Ky mused on this as Rafe went to work on the shipboard ansible console. Should she tell him about the others? No harm, probably.

“There’s about a dozen of these things in the hold,” she said conversationally. Rafe looked at her.

“Like this?”

“Yes. According to his internal records, he used to have more, but sold some. Do you need to know to whom?”

“I suppose I should,” Rafe said. “But that cat’s well out of the bag by now. I told them two years ago… but they wouldn’t listen.” He turned back to his work. “By the way, do you think Osman was the only reason Vatta was attacked? Was he just working out his grudge while helping his allies?”

“I’m not sure,” Ky said. “If they were looking to make an example of a shipping firm to put pressure on the others—which is what some of the other captains at Lastway thought—then Vatta is reasonably conspicuous and has supported ISC’s continuing monopoly in the past. Osman could have been a blessing to them, with his inside information and his personal interest in seeing Vatta suffer.”

“There are other systems that don’t like Slotter Key flags in general,” Rafe said. “I don’t suppose you know this, but Slotter Key runs privateers.”

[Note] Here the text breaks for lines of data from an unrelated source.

PR #270, opened 2026-05-11
Expose meeting audio file via Show in Finder and Save Audio As… (closes #262)

### LINKED ISSUE #262: Where to download/find the recording of the meeting? I like to have a little more control over when it's recorded so I can use it somewhere else too.
## Message

Where to download/find the recording of the meeting? I like to have a little more control over when it's recorded so I can use it somewhere else too.

## System Info

| Field | Value |
|-------|-------|
| App Version | 0.6.3 (20260505194542) |
| Git Commit | `058abb002c4f` |
| macOS | 26.2.0 |
| Chip | Apple M1 Pro |

---

moona3k:
## Summary
Meeting recordings always write the source `meeting.m4a` (plus separate `microphone.m4a` and `system.m4a`) to `~/Library/Application Support/MacParakeet/meeting-recordings/<UUID>/`, but until this PR the only GUI path to that audio was AVPlayer playback inside the detail view — the file itself was unreachable. Issue #262 surfaced this: a user on v0.6.3 asked *"Where to download/find the recording of the meeting? I like to have a little more control over when it's recorded so I can use it somewhere else too."* The "control over when it's recorded" half is mostly addressed by the pause/resume work in v0.6.4 (#235); this PR closes the **"use it somewhere else"** half.

## What's new
Two actions, gated on `sourceType == .meeting`, available in two surfaces:

| Surface | Where |
|---|---|
| Library Meetings list | Row right-click → **Show in Finder** / **Save Audio As…** |
| Meeting detail view | New **Audio** menu in the action bar (waveform icon), next to Export → **Show in Finder** / **Save Audio As…** |

Behavior:
- **Show in Finder** → `NSWorkspace.activateFileViewerSelecting` on the mixed track.
- **Save Audio As…** → `NSSavePanel` with `.mpeg4Audio` content type, default destination `~/Downloads`, smart filename (`<derivedTitle> - 2026-05-11.m4a` when the LLM-derived title is set, otherwise the recording's displayName). Copy runs on a `Task.detached` so multi-hundred-MB meetings don't stall the UI thread.
- Both items are **disabled with a tooltip** when the audio file isn't on disk (e.g. crash-recovered placeholder, deleted file).
- Detail-view success reuses the existing export-confirmation popover (now generalized from `format: String` to `title: String` so it can read "Saved Audio" without losing "Exported Markdown" wording for transcript exports).
- Library failures surface through a new "Save Failed" alert.

## Architecture
- `MacParakeetCore.MeetingAudioFile` — single seam between UI surfaces and the on-disk layout. Resolves the URL, checks availability, derives the filename. Testable without AppKit.
- `MacParakeet.MeetingAudioActions` — `@MainActor` AppKit wrapper. Thin.
- 13 new unit tests cover URL resolution, file-vs-directory disambiguation, derivedTitle preference, fileName fallback, whitespace handling, and path-separator sanitization.

## Out of scope (deliberate)
- File and YouTube transcriptions don't get these actions yet. File sources are already known to the user; YouTube downloads sit at `~/Library/Application Support/MacParakeet/youtube-downloads/` and could get the same treatment in a follow-up, but the immediate bug report was meeting-specific.
- Individual track export (mic-only / system-only). The three tracks already exist on disk; a follow-up could expose them via a "Save Track…" submenu.
- Drag-out from the Library row. Nice-to-have, more `NSItemProvider` edge cases.
- Telemetry. Adding `audioRevealedInFinder` / `audioSavedAs` events would require a coordinated change to `macparakeet-website`'s `ALLOWED_EVENTS` allowlist (see prior incident: the Worker rejects entire batches on unknown events). Worth doing if/when we want to measure adoption.

## Test plan
- [x] `swift test` — 2458 tests, 0 failures, 10 skipped (existing skips)
- [x] 13 new `MeetingAudioFileTests` cases pass
- [x] `swift build` clean on both Core and full GUI targets
- [ ] Manual: right-click a meeting in Library → Show in Finder reveals the `meeting.m4a` in its UUID folder
- [ ] Manual: right-click a meeting in Library → Save Audio As… defaults to Downloads with the derived-title filename and produces a playable .m4a copy
- [ ] Manual: in the meeting detail view, the new Audio menu appears for meetings only (not for file/YouTube transcripts) and both items work
- [ ] Manual: delete the underlying `meeting.m4a` and confirm both menu items become disabled with the help tooltip
- [ ] Manual: cancel the Save panel — no error alert, no spurious popover

Closes #262

## Summary by CodeRabbit

* **New Features**
  * Added "Show in Finder" action to access meeting audio files directly from the library and transcription detail views
  * Added "Save Audio As..." feature to export meeting recordings with custom location and naming
  * Automatic error alerts display when audio operations fail

[Review Change Stack](https://app.coderabbit.ai/change-stack/moona3k/macparakeet/pull/270)


moona3k:
Pushed fix-up commit `4bc3f1ca` addressing fresh-eye review findings (manual pass + independent Codex review).

## Issues caught and fixed

**🔴 P0 data-loss bug** — the original implementation did `removeItem(destination)` then `copyItem(source → destination)`. If a user picked the meeting's own folder as the save destination and confirmed overwriting `meeting.m4a`, the source would be deleted and the copy would then fail — losing the only recording. Fixed via new `MeetingAudioFile.safeCopy(from:to:)` that (a) no-ops on same-file save and (b) writes via a UUID-suffixed temp sibling + atomic `replaceItemAt`, so a mid-copy failure never corrupts the prior destination.

**🟡 Timezone-flaky test** — `MeetingAudioFileTests.makeDate` pinned dates to `America/Los_Angeles` while the production formatter uses system tz. Reproduced the failure with `TZ='Asia/Tokyo' swift test` → expected `2026-05-11`, got `2026-05-12`. Production behavior left unchanged (system-tz is the right UX — a meeting recorded at 11:30 PM Friday locally should show "Friday's date" in the filename, not roll over to UTC's Saturday). Test now uses `Calendar.current` to match.

**🟡 Library `.sourceUnavailable` silent no-op** — both reviewers flagged this independently. The Library path discarded the outcome enum, so if the audio file disappeared between menu render and click, nothing happened. Now surfaces the existing "Save Failed" alert.

**🟡 Library save success had zero feedback** — detail view played a sound + showed a popover; Library was silent. Now plays the same `transcriptionComplete` sound (popover anchoring on a scrolling row is fiddly; sound is the minimal-friction signal).

**🟢 Filename hardening** — extended `sanitize` to strip `CharacterSet.controlCharacters` (tabs, NULs, BEL, etc.) on top of `/:\"`. Added a 100-grapheme-cluster cap via `String.prefix(_:)` so an unusually long LLM-derived title can't produce a path the Save panel accepts but the filesystem rejects. Bidi formatters deliberately left intact so Arabic/Hebrew titles render correctly.

**🟢 Documented `isAvailable` semantics** — status-agnostic by design. A `.processing` or `.error` meeting whose audio is on disk should remain reachable from the GUI (ADR-019: fragmented MP4 is playable up to the last fragment). Added an inline comment so future readers don't add a status gate without an explicit product reason.

## Quality gates
- `swift test`: 2465 tests, 0 failures, 10 skips (added 7 new tests: control-char sanitization, stem-length cap, and 5 `safeCopy` cases)
- `swift test` with `TZ='Asia/Tokyo'` and `TZ='Australia/Sydney'`: clean
- `swift build`: clean

## Items I considered but did not change

- **`Menu` + `.parakeetAction(.secondary)` styling** — the two reviewers contradicted each other (Explore said fine, Codex flagged "may produce double-border on macOS 14 vs 15"). I trust Explore's read of the actual style implementation but flagging this for visual verification during manual testing.
- **`isAvailable` not gating on `.completed` status** — deliberate per ADR-019. Documented inline.
- **Bidi formatter sanitization** — declined; would break legitimate non-Latin titles.

PR #274, opened 2026-05-12
Remove "Best available" YouTube audio quality (CLI 3.0.0)

moona3k:
## Summary

- Removes the **Best available** YouTube audio quality option from the GUI, the CLI, and `YouTubeAudioQuality` in `MacParakeetCore`.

Her own letter of marque seemed to be burning a hole in her uniform—she was very glad Rafe was looking at the console’s internal bits, and not at her. “I had heard something,” she said. “I wasn’t sure whether to believe it.”

“Oh, it’s true. Cheaper than enlarging their Spaceforce, I suppose. Privateers support themselves. From our end, we never knew Vatta to be involved in that, but this ship… your corporate headquarters disavowed it, but I did sometimes wonder.”

“You… knew about Osman before I did?” And you didn’t warn me? she wanted to add but didn’t.

“Not for sure,” Rafe said. “And if you were making rendezvous with the family privateer, I wanted to know more about it.” Now he did look over his shoulder at her. “Don’t look at me like that, Captain. It doesn’t violate our partnership—check the terms—and I warned you as soon as I knew for certain something was bent.”

Small comfort. She tried to think of something to say, but at that moment, Sheryl announced that they were entering countdown for endim transition.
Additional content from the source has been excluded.